Another wonderful set-up :thumbsup:
You make it look easy


----------



## malaybiswas (Nov 2, 2008)

ah! now it looks complete. the first set of photos with the bare bottom seemed incomplete although the layout is awesome. adding the crypts between the rocks, just does the job!!

very nice work.


----------



## CL (Mar 13, 2008)

Oh, I forgot to ask if that was mondo grass in the back right.


----------



## hydrophyte (Mar 1, 2009)

thanks very much. this one was really was easy to set up. i spent substantially more time fiddling with the camera than with the tank. 

i might move around those underwater plants (_C. wendtii_ '?', _Hygrophila_ sp.) some, but i will leave the underwater area sparsely planted.

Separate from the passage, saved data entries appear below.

Issue #932, opened 2021-07-27
The live editor expands by one row for each character typed


ElnuDev:
### Version
@nuxt/content: v1.14.0
nuxt: v2.15.7

In the [live editor](https://content.nuxtjs.org/displaying#live-editing), I'm getting this really weird issue where for every character I type, the text area expands by one row vertically, as you can see in [this video](https://cdn.discordapp.com/attachments/713346822143475752/869363375103164517/2021-07-26_16-38-33.mp4). Interestingly, it doesn't actually add extra lines to the markdown file, only expand the editor, but it's still extremely annoying.

PR #933, opened 2021-07-28
fix(content): prevent editor extending on typing

NozomuIkuta:
## Types of changes

## Description

Resolves: #932

In addition, I adjusted some CSS styles of textarea element.

## Checklist:

This is UI bug, so there is nothing to change in unit tests.
Instead, I tested it in Chrome (91.0.4472.164), Firefox (90.0.2), and Safari (14.1.1) on MacBookPro (Big Sur).

### DIFF
--- a/packages/content/templates/nuxt-content.dev.vue
+++ b/packages/content/templates/nuxt-content.dev.vue
@@ -98,7 +98,11 @@ export default {
 }
 
 .nuxt-content-editor {
+  box-sizing: border-box;
+  display: block;
   width: 100%;
   padding: 8px;
+  overflow: hidden;
+  resize: none;
 }
 </style>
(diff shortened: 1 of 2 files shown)


packages/content/templates/nuxt-content.dev.vue
```diff
@@ -98,7 +98,11 @@ export default {
 }
 
 .nuxt-content-editor {
+  box-sizing: border-box;
+  display: block;
   width: 100%;
   padding: 8px;
+  overflow: hidden;
+  resize: none;
```
NozomuIkuta, line 106: `width: 100% + horizontal padding` means the element overflows parents width.
So I added `box-sizing: border-box`.

Default style of `textarea` is `display: inline-block` but I explicitly set it as `block` (maybe this is just preference).

`overflow: hidden`  is to make situation simple and prevent redundant scroll bar from appearing.

`resize: none` is also to make situation simple. That is, with `overflow: hidden`, if developer shrink textarea vertically, overflown lines are hidden.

that is mondo grass in the rear right. here is the full list of emergent plants:


creeping jenny (_Lysimacchia nummularia_)
_Cryptocoryne wendtii_ 'Bronze'
peace lily (_Spathiphyllum_ sp.)
chameleon plant (_Houttuynia cordata_ 'Chameleon')
mondo grass (_Ophiopogon japonicus_)
_Hemigraphis_ 'Red Equator'
_Polygonum_ 'Kawagoneum'
the _Hemigraphis_ and the _Polygonum_ were the last two things that i added.


----------



## hydrophyte (Mar 1, 2009)

i am going to take this apart, then put it up again in the room where i will keep it. here is one last shot, through the top of the tank.


----------



## hydrophyte (Mar 1, 2009)

as i was taking this apart i got a couple of shots of the _Polygoneum_ 'Kawagoneum' that i had in there. it is a graceful, delicate plant.










note that it has developed a flowerstock, visible on the uppermost stem. the flowers have not quite opened yet, but i expect them to just take a day or too more. if i can remember i'll post a macro-shot or two of the open flowers.


----------



## hydrophyte (Mar 1, 2009)

here is a close-up of the developing bloom.










each leaf has a single reddish chevron marking on its upper surface. you can see it there on the leaf to the left.


----------



## sewingalot (Oct 12, 2008)

hydrophyte said:


> here is a close-up of the developing bloom. . .each leaf has a single reddish chevron marking on its upper surface. you can see it there on the leaf to the left.


After seeing this picture, you have convinced me to transfer one of my 20 gallons into a riparium when I get some extra money! Love it.


----------



## hydrophyte (Mar 1, 2009)

thanks. if i can remember i hope to get some finer macro shots when the little blooms open up.

this link directs to somebody else's picture of flowers on _P._ 'Kawagoneum'.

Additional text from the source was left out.